Friday, September 02, 2005

inside out

i am literally, sitting in a salon right now, color saturating my foil-covered head. i found this salon down the street from my work and decided to celebrate my new independence. they have this waiting area while your color sets where you can watch tv, read, or get in the internet. brilliant!

this summer has been a difficult one for me; probably the hardest ever. but it has also a turning point for me, or maybe a starting point. the way things happen still don’t make any sense to me at all; but i know i don’t have to understand to believe. i know it’s worth it even if i can't see it now. i know i will look back in awhile and be so thankful things happened the way that they did. i know that God doesn’t promise happy endings, but he does promise he is faithful and our struggles are only momentary.

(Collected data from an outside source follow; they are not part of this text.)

PR #3322, opened 2020-05-11
tiltfile: implement objects parameter

jazzdan:


internal/tiltfile/tiltfile_state.go
```diff
@@ -616,6 +632,29 @@ func (s *tiltfileState) assembleK8sV2() error {
...
+					err = s.addEntityToResourceAndRemoveFromUnresourced(u, r)
+					if err != nil {
+						return err
+					}
+				} else if u, ok := fullNamesToEntities[o]; ok {
+					err = s.addEntityToResourceAndRemoveFromUnresourced(u, r)
+					if err != nil {
+						return err
+					}
+				} else if err != nil {
```
landism, line 650: IIUC, err is always nil here

internal/tiltfile/tiltfile_state.go
```diff
@@ -633,6 +672,20 @@ func (s *tiltfileState) assembleK8sV2() error {
...
+	for i, ur := range s.k8sUnresourced {
+		if ur == e {
+			// delete from unresourced
+			s.k8sUnresourced = append(s.k8sUnresourced[:i], s.k8sUnresourced[i+1:]...)
+			return nil
+
+		}
+	}
+
+	return fmt.Errorf("Unable to find %s in unresourced YAML", e.Name())
```
landism, line 686: if we hit this, it's a bug, right?
maybe worth specifying:
1. that it's an internal error
2. the name of the resource on which we encountered it

internal/tiltfile/tiltfile_state.go
```diff
@@ -616,6 +632,29 @@ func (s *tiltfileState) assembleK8sV2() error {
 				r.name = opts.newName
 				s.k8sByName[r.name] = r
 			}
+
+			// if the resource specifies additional objects, iterate through the unresourced k8s entities
```
landism, line 636: Are these cases ommitted or TODO?
```
# error cases
k8s_resource('foo', objects=['foo:deployment']) # can't include workloads as objects

# can't include an object twice
k8s_resource('foo', objects=['foo_secrets'])
k8s_resource('bar', objects=['foo_secrets'])

# If a name isn't unique among the resources Tilt is aware of that is also an error
k8s_resource('foo', objects=['foo']) # foo is both a deployment and a secret, for example
```

internal/tiltfile/tiltfile_state.go
```diff
@@ -602,6 +602,22 @@ func (s *tiltfileState) assembleK8sV2() error {
 		return err
 	}
 
+	// TODO(dmiller): support all three ways of specifying a name:
```
landism, line 605: IIUC, if we use something like [`k8sObjectSelector`](https://github.com/windmilleng/tilt/blob/ea3019f1cea5c2d6a03173707377c41db0ac47db/internal/tiltfile/tiltfile_state.go#L1210) (which maybe you don't want to use that specifically because ugh regexes), we don't really need these concepts or to consider these cases separately, and we can cover all the cases with:
1. For each object specified on a resource, construct a selector with as much data is provided.
2. If there is not exactly one k8s object that matches the selector, return an error.

internal/tiltfile/tiltfile_state.go
landism: We'll hit this if two resources try to include the same object, right? This seems like a confusing error to get in that case.

internal/tiltfile/tiltfile_state.go
```diff
@@ -602,6 +602,22 @@ func (s *tiltfileState) assembleK8sV2() error {
...
+	// 1. Short name (foo) (done)
```
landism, line 606: The CH story defines short name is the shortest unique fragment, so it should definitely be covered by the unique fragment case, right? And that also means we can't calculate short names by calling `UniqueNames` with just tha tone entity - we need to pass them all?

internal/tiltfile/tiltfile_state.go
jazzdan: Ah this is much better, thank you for pointing me to that

internal/tiltfile/tiltfile_state.go
```diff
@@ -616,6 +616,34 @@ func (s *tiltfileState) assembleK8sV2() error {
 				r.name = opts.newName
 				s.k8sByName[r.name] = r
 			}
+
+			selectors := make([]k8sObjectSelector, len(opts.objects))
+			for i, o := range opts.objects {
+				s, err := selectorFromString(o)
+				if err != nil {
+					return errors.Wrap(err, "Error making selector from string")
```
maiamcc, line 624: maybe include the string in the error message?

internal/tiltfile/tiltfile_state.go
```diff
@@ -633,6 +661,37 @@ func (s *tiltfileState) assembleK8sV2() error {
 	return nil
 }
 
+func selectorFromString(s string) (k8sObjectSelector, error) {
```
maiamcc, line 664: might be helpful to note the schema in a comment so ppl reading this code don't have to re-derive it

internal/tiltfile/tiltfile_state.go
```diff
@@ -616,6 +616,34 @@ func (s *tiltfileState) assembleK8sV2() error {
...
+			for _, selector := range selectors {
+				matches := []k8s.K8sEntity{}
+				for _, e := range s.k8sUnresourced {
+					if selector.matches(e) {
+						matches = append(matches, e)
+					}
+				}
+				numMatches := len(matches)
+				if numMatches == 0 {
+					return fmt.Errorf("Unable to find any unesourced matches for selector %+v", selector)
```
maiamcc, line 638: If this is going to be a user-facing error message, i think in the UI etc. we don't use the language "unresourced" -- either say "uncategorized" or (ideally) be more specific: "selectors passed to k8s_resource.objects must match exactly one k8s entity not already part of a Tilt resource" or something

internal/tiltfile/tiltfile_state.go
```diff
@@ -633,6 +661,37 @@ func (s *tiltfileState) assembleK8sV2() error {
...
+	r.entities = append(r.entities, e)
+	for i, ur := range s.k8sUnresourced {
+		if ur == e {
+			// delete from unresourced
+			s.k8sUnresourced = append(s.k8sUnresourced[:i], s.k8sUnresourced[i+1:]...)
+			return
+		}
+	}
+
+	panic("Unable to find entity in unresourced YAML after checking that it was there. This should never happen")
```
maiamcc, line 692: 😱

internal/tiltfile/tiltfile_test.go
```diff
@@ -4381,23 +4381,81 @@ allow_k8s_contexts("hello")
...
+	f.yaml("namespace.yaml", namespace("bar"))
+
+	f.file("Tiltfile", `
+docker_build('gcr.io/foo', 'foo')
+k8s_yaml('foo.yaml')
+k8s_yaml('secret.yaml')
+k8s_resource('foo', objects=['bar', 'bar:secret:default'])
+`)
+
+	f.loadErrString("Unable to find any unresourced matches for selector bar:secret:default. All YAML has already been resourced")
```
landism, line 4440: I think this error makes sense if someone has a mental model of resource assembly, but is kind of confusing when we present k8s_resource as declarative, not imperative. Also, "All YAML has already been resourced" seems hard to understand.

It'd take some extra bookkeeping, but I think the ideal error message here would be something like "selector %s on resource %s and selector %s on resource %s both match object %s. An object can only be claimed by one selector."

A downside of that is it's pretty special-cased to two selectors matching an object, and doesn't cover two other cases, and we'd need to handle those separately:
* no object exists at all that matches that selector
* the object that matches that selector was already automatically put into a resource (e.g., it's a workload, or a service that matches a workload)

I'd still kind of prefer to generate that error message, but if it's a pain to do all those cases, I think generating something like this would be relatively cheap and cover all cases:

`"Unable to find any uncategorized objects matching selector %s. Did find matching categorized objects %v"`
(where the format of %v is TBD. If there's only one, something like `"bar:secret:default, belonging to resource %s"`. If there are multiple, maybe it should be multiple lines?)

(which will hopefully be easier if we're matching against categorized objects, per previous comment)

internal/tiltfile/tiltfile_state.go
```diff
@@ -616,6 +616,41 @@ func (s *tiltfileState) assembleK8sV2() error {
...
+				}
+				selectors[i] = s
+			}
+
+			for i, selector := range selectors {
+				if len(s.k8sUnresourced) == 0 {
+					return fmt.Errorf("Unable to find any unresourced matches for selector %s. All YAML has already been resourced", opts.objects[i])
+				}
+				matches := []k8s.K8sEntity{}
+				for _, e := range s.k8sUnresourced {
```
landism, line 634: IIUC, we also need to match against resourced objects or else this will behave confusingly.

e.g.:

we have foo:namespace and foo:service

resource1 adds the object "foo:namespace". there's only one match, so this is fine.
resource2 adds the object "foo". because "foo:namespace" is no longer uncategorized, this succeeds.

1. Per the design, this should fail because "foo" is ambiguous.
2. The result depends on whether we evaluate resource1 or resource2 first (if we evaluate resource2 first, it'll fail because "foo" will still be ambiguous), which is theoretically nondeterministic.

Similarly, if we have a foo:deployment and foo:secret and then k8s_resource('foo', objects=['foo']), it'll work, because foo:deployment isn't unresourced.

It seems easier to describe if we make the checks independent of the current state of resourcing.

jazzdan: Yeah good call.

jazzdan:
@landism I'd like to propose that we add in the better error messaging in a subsequent PR (immediately subsequent). This one is getting a bit big and gnarly already but I think the major issues have been addressed.

internal/tiltfile/tiltfile_state.go
```diff
@@ -616,6 +616,49 @@ func (s *tiltfileState) assembleK8sV2() error {
...
+						namesOfAvailableUnresourcedYAML[i] = selectorStringFromK8sEntity(e)
+					}
+					return fmt.Errorf("Unable to find any unresourced matches for selector %s. Available unresourced YAML: %s", opts.objects[i], strings.Join(namesOfAvailableUnresourcedYAML, ", "))
+				}
+				if numMatches > 1 {
+					return fmt.Errorf("Found multiple (%d) matches for selector %+v: %v", numMatches, selector, matches)
+				}
+
+				e := matches[0]
+				s.addEntityToResourceAndRemoveFromUnresourced(e, r)
```
landism, line 660: If I'm reading this correctly, we'll end up panicking if the one match is from s.k8s rather than s.k8sUnresourced. I think tests for these cases would be useful:
* one resource specifies another resource's workload
* two resources specify the same object

(I think TestK8sResourceObjectsCantIncludeSameObjectTwice will also panic if you add another object to the unresourced yaml - it's only avoiding the panic because it's hitting the `if len(s.k8sUnresourced) == 0 {` check)

something like this might be more straightforward (or maybe it only feels more straightforward because pseudocode doesn't have to deal with go's verbosity?)
```
// figure out what resources claim what objects, validating constraints as we go
for r in resources:
  for sel in r.selectors:
    resourcedMatches = filter(resourcedObjects, sel)
    if len(resourcedMatches) > 0:
      error
    unresourcedMatches = filter(resourcedObjects, sel)
    if len(resourcedMatches) != 1:
      error
    if claims[unresourcedMatches[0]]:
      error // can print claims[unresourcedMatches[0]] and r+sel as the conflicting claims on the object
    claims[unresourcedMatches[0]] = {Resource: r, Selector: sel}

// at this point, we've matched all selectors and know we followed the rules, so just assign objects to resources
for obj, claim in claims:
  // assign obj to claim.Resource
```

maiamcc: FWIW I wrote up [this matrix of possibilities](https://docs.google.com/spreadsheets/d/1arxzEk_83LI7F4W8NFSL2mbmNiyho0xUrrT5TWeciOg/edit#gid=0): does that seem right?

jazzdan: FYI there's already a test case for two resources that specify the same workload, that's handled elsewhere.

I just added a test case for two resources specifying the same object.

jazzdan: > (I think TestK8sResourceObjectsCantIncludeSameObjectTwice will also panic if you add another object to the unresourced yaml - it's only avoiding the panic because it's hitting the if len(s.k8sUnresourced) == 0 { check)

Yep good call

internal/tiltfile/tiltfile_state.go
```diff
@@ -633,6 +686,54 @@ func (s *tiltfileState) assembleK8sV2() error {
 	return nil
 }
 
+// format is <name:required>:<kind:optional>:<namespace:optional>
+func selectorFromString(s string) (k8sObjectSelector, error) {
```
maiamcc, line 690: inconsistency: this format and the code below omit the "apiVersion" arg, while the docs and the error message in this func ("between 1 and 4 parts") indicate that `apiVersion` is an acceptable arg.

internal/tiltfile/tiltfile_state.go
```diff
@@ -616,12 +622,59 @@ func (s *tiltfileState) assembleK8sV2() error {
...
+				for _, r := range s.k8s {
+					resourcedMatches := filterEntitiesBySelector(r.entities, sel)
+					if len(resourcedMatches) > 0 {
+						return fmt.Errorf("object %s already belongs to resource %s", opts.objects[i], r.name)
+					}
+				}
+
+				unresourcedMatches := filterEntitiesBySelector(s.k8sUnresourced, sel)
+				if len(unresourcedMatches) != 1 {
+					errMsg := fmt.Sprintf("Found %d matches for %s in remaining YAML. Object must match exactly 1 entity", len(unresourcedMatches), opts.objects[i])
```
jazzdan, line 646: Maybe "selector is not unique, it matches each of these objects" but print full name

internal/tiltfile/tiltfile_state.go
```diff
@@ -616,12 +622,59 @@ func (s *tiltfileState) assembleK8sV2() error {
...
+				s, err := selectorFromString(o)
+				if err != nil {
+					return errors.Wrapf(err, "Error making selector from string '%s'", o)
+				}
+				selectors[i] = s
+			}
+
+			claims := make(map[k8s.K8sEntity]claimPair)
+			for i, sel := range selectors {
+				for _, r := range s.k8s {
```
maiamcc, line 637: hmmm nested for loop... could you map resource:[]entities all at once instead?

internal/tiltfile/tiltfile_state.go
maiamcc: (note you may have to change `selectorStringFromK8sEntity` as well)

internal/tiltfile/tiltfile_state.go
```diff
@@ -616,12 +622,59 @@ func (s *tiltfileState) assembleK8sV2() error {
...
+						}
+						errMsg = fmt.Sprintf("%s. Available YAML: %s", errMsg, strings.Join(namesOfAvailableUnresourcedYAML, ", "))
+					}
+
+					return errors.New(errMsg)
+				}
+
+				entity := unresourcedMatches[0]
+				if existingClaim, ok := claims[entity]; ok {
+					return fmt.Errorf("%s tried to claim %s but it was already claimed by %s via %s", opts.objects[i], entity.Name(), existingClaim.resource.name, existingClaim.selectorString)
```
jazzdan, line 662: This object (fullname) was passed to both k8s_resource foo (as X) and k8s_resource foo2 (as Y).

internal/tiltfile/tiltfile_state.go
```diff
@@ -1192,17 +1293,51 @@ const (
 
 // A selector matches an entity if all non-empty selector fields match the corresponding entity fields
 type k8sObjectSelector struct {
-	apiVersion *regexp.Regexp
-	kind       *regexp.Regexp
+	apiVersion       *regexp.Regexp
```
maiamcc, line 1296: this seems convoluted, would you consider something like https://github.com/windmilleng/tilt/blob/c2b2df88de3777eed5f1bb9f54b5c555707c8b42/internal/container/selector.go#L9 so you only have to store each bit of information once?

internal/tiltfile/tiltfile_state.go
```diff
@@ -633,6 +686,54 @@ func (s *tiltfileState) assembleK8sV2() error {
...
+	r.entities = append(r.entities, e)
+	for i, ur := range s.k8sUnresourced {
+		if ur == e {
+			// delete from unresourced
+			s.k8sUnresourced = append(s.k8sUnresourced[:i], s.k8sUnresourced[i+1:]...)
+			return
+		}
+	}
+
+	panic("Unable to find entity in unresourced YAML after checking that it was there. This should never happen")
```
maiamcc, line 734: IF this happens, it'd be useful to have some info about what the entity was

internal/tiltfile/tiltfile_state.go
```diff
@@ -591,6 +591,12 @@ func (s *tiltfileState) assembleK8sV1() error {
 
 }
 
+type claimPair struct {
```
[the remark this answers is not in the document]
jazzdan: `claimTuple`? :P

internal/tiltfile/tiltfile_state.go
maiamcc: leave a TODO about the eventual desired behavior?

maiamcc: (but agree that the error message as is is v confusing, i like your proposal)

internal/tiltfile/tiltfile_test.go
```diff
@@ -4381,25 +4381,317 @@ allow_k8s_contexts("hello")
...
+	f.setupFoo()
+	f.yaml("secret.yaml", secret("bar"))
+	f.yaml("anotherworkload.yaml", deployment("baz"))
+
+	f.file("Tiltfile", `
+docker_build('gcr.io/foo', 'foo')
+k8s_yaml('foo.yaml')
+k8s_yaml('anotherworkload.yaml')
 k8s_resource('foo', objects=['bar'])
+k8s_resource('baz', objects=['bar'])
```
maiamcc, line 4591: hm, the fact that this test doesn't trip the "already claimed" error makes me think that the "already claimed" error happens specifically when _the same k8s_resource call_ references the same k8s object via two different selectors, is that true?

maiamcc:
@jazzdan to what extent do you want a really thorough audit of "have you tested all the relevant edge cases"?

internal/tiltfile/tiltfile_test.go
jazzdan: Because we remove YAML from unresourced once we finish process one resource call, but not as we process one resource call, yes that's true.

internal/k8s/names.go
```diff
@@ -46,6 +46,33 @@ func UniqueNames(es []K8sEntity, minComponents int) []string {
 	return ret
 }
 
+func FragmentsToEntities(es []K8sEntity) map[string][]K8sEntity {
```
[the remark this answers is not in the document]
maiamcc: ...anyway this func is confusing enough that it 100% needs a docstring.
maybe:
> Maps all possible fragments to the k8s entitiy(/ies) they correspond to

I wonder if there's a clearer name but if there is uhhh, idk it 🤷‍♀️

internal/k8s/names.go
```diff
@@ -46,6 +46,33 @@ func UniqueNames(es []K8sEntity, minComponents int) []string {
...
+	ret := make(map[string][]K8sEntity, len(es))
+	// how many resources potentially map to a given name
+	counts := make(map[string]int)
+
+	// count how many entities want each potential name
```
maiamcc, line 54: hmmmmm do you use this map at all?

internal/k8s/names_test.go
```diff
@@ -71,3 +73,50 @@ func TestUniqueResourceNames(t *testing.T) {
...
+		t.Fatal(err)
+	}
+
+	actual := FragmentsToEntities(entities)
+
+	expected := map[string][]K8sEntity{
+		"devel-nick-lb-blorg-be":                 {entities[0]},
+		"devel-nick-lb-blorg-be:service":         {entities[0]},
+		"devel-nick-lb-blorg-be:service:default": {entities[0]},
+		// TODO(dmiller): this is wrong
```
maiamcc, line 89: lol i believe you , but if you merge this w/o fixing, more detail here for those of us who are not dan pls? :) and below as well

internal/tiltfile/tiltfile_state.go
```diff
@@ -591,10 +592,33 @@ func (s *tiltfileState) assembleK8sV1() error {
 
 }
 
-type claimPair struct {
-	resource       *k8sResource
-	selector       k8sObjectSelector
-	selectorString string
+func entitiesToFullName(entities []k8s.K8sEntity) (map[string]k8s.K8sEntity, error) {
```
maiamcc, line 596: This name to me implies a `map[k8sEntity]FullName`. You might try `mapFullNameToEntity` or `entitiesByFullName`

internal/tiltfile/tiltfile_state.go
```diff
@@ -591,10 +592,33 @@ func (s *tiltfileState) assembleK8sV1() error {
...
+
+	for _, e := range entities {
+		// TODO(dmiller): if it's already there error
+		ret[entityToFullName(e)] = e
+	}
+
+	return ret, nil
+}
+
+func entityToFullName(e k8s.K8sEntity) string {
```
maiamcc, line 611: i'm surprised that this code doesn't already exist in the k8s package, or at least in `tiltfile/k8s.go` (cf `k8sObjectID.String()`), doesn't necessarily need to change now but i'm a little antsy about similar logic being reimplemented in multiple different places.

internal/tiltfile/tiltfile_state.go
```diff
@@ -608,6 +632,32 @@ func (s *tiltfileState) assembleK8sV2() error {
...
+			if _, seen := seenEntities[entity]; !seen {
+				seenEntities[entity] = struct{}{}
+				uniqueFragments[name] = entity
+				uniqueFragmentNames = append(uniqueFragmentNames, name)
+			}
+		}
+
+	}
+
+	// TODO(dmiller): in all of these error messages use %q more judiciously
```
maiamcc: lulz 👍

internal/tiltfile/tiltfile_state.go
```diff
@@ -608,6 +632,32 @@ func (s *tiltfileState) assembleK8sV2() error {
 		return err
 	}
 
+	unresourcedFragmentsToEntities := k8s.FragmentsToEntities(s.k8sUnresourced)
```
maiamcc: `fragmentsToUnresourcedEntities` might be clearer?

internal/tiltfile/tiltfile_state.go
```diff
@@ -608,6 +632,32 @@ func (s *tiltfileState) assembleK8sV2() error {
...
+	unresourcedFragmentNames := []string{}
+	for name := range unresourcedFragmentsToEntities {
+		unresourcedFragmentNames = append(unresourcedFragmentNames, name)
+	}
+	sort.Sort(byLen(unresourcedFragmentNames))
+	uniqueFragments := map[string]k8s.K8sEntity{}
+	uniqueFragmentNames := []string{}
+	seenEntities := map[k8s.K8sEntity]interface{}{}
+
+	for _, name := range unresourcedFragmentNames {
```
maiamcc: ...wait why did you put all the fragments from the fragment -> entity map into an array to loop over that instead of just looping over the keys from the map?

internal/tiltfile/tiltfile_state.go
```diff
@@ -602,6 +637,40 @@ func (s *tiltfileState) assembleK8sV2() error {
...
 	}
 
+	resourcedEntities := []k8s.K8sEntity{}
+	for _, r := range s.k8sByName {
+		resourcedEntities = append(resourcedEntities, r.entities...)
+	}
+
+	allEntities := append(resourcedEntities, s.k8sUnresourced...)
+
+	fragmentsToEntities := k8s.FragmentsToEntities(allEntities)
```
maiamcc, line 647: as discussed, maybe delete this whole block since it's only used for one error message

internal/tiltfile/tiltfile_state.go
```diff
@@ -610,18 +679,56 @@ func (s *tiltfileState) assembleK8sV2() error {
...
+				if len(entities) > 1 {
+					matchingObjects := make([]string, len(entities))
+					for i, e := range entities {
+						matchingObjects[i] = fullNameFromK8sEntity(e)
+					}
+					return fmt.Errorf("%q is not a unique fragment. Objects that match %q are %s", o, o, strings.Join(matchingObjects, ", "))
+				}
+
+				entitiesToRemove := filterEntitiesBySelector(s.k8sUnresourced, selectors[i])
+				if len(entitiesToRemove) == 0 {
```
maiamcc, line 712: comment this case: "we've already taken these entities out of unresourced"

internal/tiltfile/tiltfile_state.go
```diff
@@ -610,18 +679,56 @@ func (s *tiltfileState) assembleK8sV2() error {
...
+					remainingUnresourcedFragments := make([]string, len(s.k8sUnresourced))
+					for i, entity := range s.k8sUnresourced {
+						remainingUnresourcedFragments[i] = fullNameFromK8sEntity(entity)
+					}
+					return fmt.Errorf("No object identified by the fragment %q could be found in remaining YAML. Valid remaining fragments are: %s", o, strings.Join(remainingUnresourcedFragments, ", "))
+				}
+				if len(entitiesToRemove) > 1 {
```
maiamcc, line 719: I thiiiink this will never happen (🤞 ) b/c we checked above if a selector refers to more than one entity -- maybe panic? at least mention in a comment that we don't expect this to ever happen

internal/tiltfile/tiltfile_state.go
maiamcc: ^ or else put a TODO

internal/tiltfile/tiltfile_state.go
jazzdan: Fullname is a concept that we made up. Since it isn't used in other places yet (but will in the future) let's leave it here. I am pretty confident that it will move somewhere else in a subsequent PR though.

internal/tiltfile/tiltfile_state.go
```diff
@@ -610,18 +625,57 @@ func (s *tiltfileState) assembleK8sV2() error {
...
+				entities, ok := fragmentsToEntities[o]
+				if !ok || len(entities) == 0 {
+					return fmt.Errorf("No object identified by the fragment %q could be found. Possible objects are: %s", o, sliceutils.QuotedStringList(fullNames))
+				}
+				if len(entities) > 1 {
+					matchingObjects := make([]string, len(entities))
+					for i, e := range entities {
+						matchingObjects[i] = fullNameFromK8sEntity(e)
+					}
+					return fmt.Errorf("%q is not a unique fragment. Objects that match %q are %s", o, o, sliceutils.QuotedStringList(matchingObjects))
```
maiamcc, line 654: `QuotedStringList(matchingObjects)` 🙌

internal/tiltfile/tiltfile_state.go
```diff
@@ -610,18 +625,57 @@ func (s *tiltfileState) assembleK8sV2() error {
...
+				if len(entitiesToRemove) == 0 {
+					// we've already taken these entities out of unresourced
+					remainingUnresourced := make([]string, len(s.k8sUnresourced))
+					for i, entity := range s.k8sUnresourced {
+						remainingUnresourced[i] = fullNameFromK8sEntity(entity)
+					}
+					return fmt.Errorf("No object identified by the fragment %q could be found in remaining YAML. Valid remaining fragments are: %s", o, sliceutils.QuotedStringList(remainingUnresourced))
+				}
+				if len(entitiesToRemove) > 1 {
+					panic(fmt.Sprintf("Fragment %q matches %d resources. Each object fragment must match exactly 1 resource. This should NOT be possible", o, len(entitiesToRemove)))
```
maiamcc, line 667:
```suggestion
					panic(fmt.Sprintf("Fragment %q matches %d resources. Each object fragment must match exactly 1 resource. This should NOT be possible at this point in the code, we should have already checked that this fragment was unique", o, len(entitiesToRemove)))
```

internal/tiltfile/tiltfile_state.go
```diff
@@ -1237,6 +1383,7 @@ func newK8sObjectSelector(apiVersion string, kind string, name string, namespace
 }
 
 func (k k8sObjectSelector) matches(e k8s.K8sEntity) bool {
+	log.Printf("Group: %s, Version: %s, GroupVersion: %+v, Kind: %s\n", e.GVK().Group, e.GVK().Version, e.GVK().GroupVersion(), e.GVK().Kind)
```
maiamcc, line 1386: should this be here?

jazzdan: nope, thx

the inside is beginning to come out. some people celebrate a new, independent season of life by going out to meet someone new, others by buying an outfit or taking a trip. today, i got my haircut. it's a start. i am beginning again, head a little lighter, body slightly smaller, and heart much fuller.




i have a new sister...or i soon will. my brother proposed to his girlfriend of 6 years this week. i'll tell his story since i know he won't :)

they met on the cross country team when she was a sophomore and he was a junior in high school. they dated all through their years at maize and both went and ran at pittsburg state university. most of their relationship has been spent running next to each other; pretty beautiful life analogy.

it only seemed appropiate that eric propose while running one of their countless miles together. on one of their off days from the team practice, eric took her on a run through a wooded area. he had gone ahead and arranged leaves in a heart and wrote "will you marry me?" on the ground. they only went a couple of miles before they stumbled across the secret message. eric unpinned the ring from the inside of his shorts and bent to his knee. it was a moment they will never forget.

to the two of you; may you always challenge each other, encourage each other, and run next to each other. we will continue to cheer you on.